Start of Data records
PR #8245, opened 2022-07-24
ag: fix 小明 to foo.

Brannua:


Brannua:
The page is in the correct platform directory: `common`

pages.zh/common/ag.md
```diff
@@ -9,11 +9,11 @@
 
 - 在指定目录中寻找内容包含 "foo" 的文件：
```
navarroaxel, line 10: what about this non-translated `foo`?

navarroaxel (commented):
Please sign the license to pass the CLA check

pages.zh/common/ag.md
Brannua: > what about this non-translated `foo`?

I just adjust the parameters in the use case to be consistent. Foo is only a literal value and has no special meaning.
End of Data records
Each line from the one containing "Please sign the license to pass the CLA check" to the end of the listing above should be copied exactly, and nothing else.

Please sign the license to pass the CLA check

pages.zh/common/ag.md
Brannua: > what about this non-translated `foo`?

I just adjust the parameters in the use case to be consistent. Foo is only a literal value and has no special meaning.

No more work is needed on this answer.